Lo primero que destaca la nota es que Rato solicitó la reunión para tratar un asunto “exclusivamente personal”, haciendo saber que su petición nada tenía que ver con la “situación procesal” por la que atraviesa. Según el comunicado, el ministro se aseguró de aclarar ese extremo antes de aceptar la cita. Cabe preguntarse si Jorge Fernández es tan generoso con su tiempo como para recibir, en horas de oficina, a todo aquel que quiera confiarle un asunto “personal”. Dado que no es verosímil, cabría exigir al Ministerio que concrete cuáles son los criterios que utiliza para abrir las puertas del despacho de su titular.

En segundo lugar, se dice que la entrevista duró algo menos de una hora, y no dos, como se ha publicado. Una hora de conversación da para abordar varios temas e incluso alguno en profundidad. Toda vez que el propio comunicado especifica que Rato quería hablar de “una cuestión”, está claro que tuvo minutos suficientes para exponerla y debatirla. Convendría que el Ministerio informara del tiempo transcurrido desde que Rato pidió la entrevista hasta obtener el consentimiento, porque podría dar pistas en cuanto a la predisposición del ministro a recibirlo.
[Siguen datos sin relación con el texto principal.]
PR #3255, opened 2023-10-17
Feat(pyavd): Adding "path" attribute to validation_errors and deprecation_warnings.

Shivani-gslab:
## Change Summary

Adding "path" attribute to validation_errors and deprecation_warnings.

## Proposed changes

- Added `path` attribute to AvdValidationError, AvdConversionWarning and AvdDeprecationWarning class.
- Fixed the path for list elements in deprecation warnings.

### Repository Checklist

### DIFF
--- a/ansible_collections/arista/avd/plugins/plugin_utils/errors/errors.py
+++ b/ansible_collections/arista/avd/plugins/plugin_utils/errors/errors.py
@@ -50,7 +50,7 @@ class AvdValidationError(AristaAvdError):
 
         if isinstance(error, (jsonschema.ValidationError)):
             self.path = self._json_path_to_string(error.absolute_path)
-            self.message = f"'Validation Error: {self._json_path_to_string(error.absolute_path)}': {error.message}"
+            self.message = f"'Validation Error: {self.path}': {error.message}"
         else:
             self.message = message
         super().__init__(self.message)
@@ -59,7 +59,8 @@ class AvdValidationError(AristaAvdError):
 class AvdConversionWarning(AristaAvdError):
     def __init__(self, message: str = "Data was converted to conform to schema", key=None, oldtype="unknown", newtype="unknown"):
         if key is not None:
-            self.message = f"'Data Type Converted: {key} from '{oldtype}' to '{newtype}'"
+            self.path = self._json_path_to_string(key)
+            self.message = f"'Data Type Converted: {self.path} from '{oldtype}' to '{newtype}'"
         else:
             self.message = message
         super().__init__(self.message)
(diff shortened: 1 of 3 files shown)


ansible_collections/arista/avd/plugins/plugin_utils/errors/errors.py
```diff
@@ -49,6 +49,7 @@ def __init__(self, message: str = "Schema Error", error=None):
             raise AristaAvdError('Python library "jsonschema" must be installed to use this plugin') from JSONSCHEMA_IMPORT_ERROR
 
         if isinstance(error, (jsonschema.ValidationError)):
+            self.path = self._json_path_to_string(error.absolute_path)
```
ClausHolbechArista, line 52: I think we should just take the `error.absolute_path` instead of having it as a string.

ansible_collections/arista/avd/plugins/plugin_utils/schema/avddataconverter.py
```diff
@@ -112,16 +112,18 @@ def convert_items(self, items: dict, data: list, schema: dict, path: list[str]):
             return
 
         for index, item in enumerate(data):
+            path[-1]+=f"[{index}]"
```
ClausHolbechArista: This will in-place change change `path`, so you will have an invalid path on the second and following loops. It was added below, to avoid modifying the original list.

ClausHolbechArista: You probably just need to edit the existing added items to be `+ [index]` instead of a string.

ansible_collections/arista/avd/plugins/plugin_utils/errors/errors.py
Shivani-gslab: it will be a list then, eg. deque(['router_bgp', 'peer_groups', 0, 'link_bandwidth'])

ansible_collections/arista/avd/plugins/plugin_utils/schema/avddataconverter.py
Shivani-gslab: if I do this `yield from self.convert_data(item, items, path + [str(index)])`, it will be like - router_bgp.peer_groups.0.peer_filter

ansible_collections/arista/avd/plugins/plugin_utils/errors/errors.py
Shivani-gslab: Fixed!

ansible_collections/arista/avd/plugins/plugin_utils/schema/avddataconverter.py
Shivani-gslab: Fixed!

ClausHolbechArista (approved):
LGTM! Thank you for fixing this.

carlbuchmann (approved):
LGTM, negative test case provides correct results.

En su tercer punto, la nota precisa que Jorge Fernández eligió su despacho para la cita como forma de demostrar que no había “nada que ocultar”. La máxima que se esgrime es ésta: “Era más adecuado hacerlo en la sede del Ministerio que en el reservado de un restaurante”. Una tesis que fácilmente se puede poner del revés. Cuántas veces no se habrán cometido irregularidades usando precisamente los despachos oficiales como coartada. Para que la explicación del Ministerio fuera creíble debería haber comunicado previamente que la reunión se iba a producir. Presumir de que el encuentro fue en el despacho una vez desatado el escándalo puede llevar a pensar que ésa era la trampilla que el ministro había previsto para tratar de salir airoso en el caso de que los hechos trascendiesen a la opinión pública.

En cuarto lugar, la nota ministerial subraya que las investigaciones sobre Rato están en manos de la Fiscalía Anticorrupción y de la Unidad de Inteligencia Financiera, adscrita a la Agencia Tributaria. Sin embargo oculta que la Unidad Central Operativa de la Guardia Civil, encargada de la investigación, depende de Interior, ¿o es que por el hecho de actuar bajo la autoridad judicial sus miembros no tienen que responder ante Interior, y sus sueldos, reconocimientos, o ascensos no los decide el Ministerio?

En el quinto y último punto, Interior asegura que el ministro “no ha realizado ningún tipo de gestión” en relación a la situación procesal de Rato. Teniendo en cuenta que admitir lo contrario daría pie a investigarlo por prevaricación, se trata de un argumento de escaso valor.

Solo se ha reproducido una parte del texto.